Since the anatomical definitions used by the Yale Pharyngeal Residue Scale are discrete, i.e., not continuous, and image-based, the severity rating is not affected by age, gender, or body habitus. For example, mild vallecula residue is defined as “epiglottic ligament visible.” The shape and size of the vallecula are unimportant. As long as the epiglottic ligament is visible, the severity rating is mild residue. This generalizability makes it possible to determine pharyngeal residue severity for any given individual.

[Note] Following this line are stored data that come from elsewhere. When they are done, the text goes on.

PR #7389, opened 2019-04-28
Pr tweaks toolstrip qmltest

stefandunca:
Improve QmlTest and ToolStrip

### DIFF
--- a/src/QGCApplication.cc
+++ b/src/QGCApplication.cc
@@ -26,6 +26,11 @@
 #include <QStringListModel>
 #include <QRegularExpression>
 #include <QFontDatabase>
+#ifdef Q_OS_LINUX
+#ifndef __mobile__
+    #include <QMessageBox>
+#endif
+#endif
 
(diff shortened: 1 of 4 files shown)


DonLakeFlyer:
Can you include before/after screenshots for things like this so we can see what the ui change looks like?

dogmaphobic:
> Can you include before/after screenshots for things like this so we can see what the ui change looks like?

It doesn't invalidate the request, but note that this PR is meant for the new QtQuick branch, not master. Once this branch is ready, there will be a great deal of explaining, screen shots, etc.

stefandunca:
#### ToolStrip:
Before: before_7389
After: after_7389

#### QmlTest:
Before: before_palette
After: after_palette

dogmaphobic:
CI errors are to be expected. Not only Jenkins is not setup properly, unit test is disabled for the time being. Feel free to merge (to qgc4)

DonLakeFlyer:
Ah, I didn't catch this was in qgc4. Sorry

The Yale Pharyngeal Residue Severity Rating Scale can be used for both clinical advantages and research opportunities. Clinically, clinicians can now accurately classify vallecula and pyriform sinus residue severity as none, trace, mild, moderate, or severe for diagnostic purposes, determination of functional therapeutic change, and precise dissemination of shared information. Future research uses include tracking outcome measures for clinical trials investigating various swallowing interventions, demonstrating efficacy of specific interventions to reduce pharyngeal residue, determining morbidity and mortality associated with pharyngeal residue severity in different patient populations, and improving the training and accuracy of FEES interpretation by students and clinicians.

Conclusions

The Yale Pharyngeal Residue Severity Rating Scale is a reliable, validated, anatomically defined, and image-based tool to determine residue location and severity based on FEES. Proficiency can be readily achieved with minimal training and at high levels of intra- and inter-rater reliability and construct validity. Clinical uses include, but are not limited to, accurate classification of vallecula and pyriform sinus residue severity patterns as none, trace, mild, moderate, or severe for diagnostic purposes, determination of functional therapeutic change, and precise dissemination of shared information. Scientific uses include, but are not limited to, tracking outcome measures, demonstrating efficacy of interventions to reduce pharyngeal residue, investigating morbidity and mortality in relation to pharyngeal residue severity, and improving training and accuracy of FEES interpretation by students and clinicians. The Yale Pharyngeal Residue Severity Rating Scale is an important addition to the deglutologist’s tool box and can be used with confidence for both clinical and research purposes.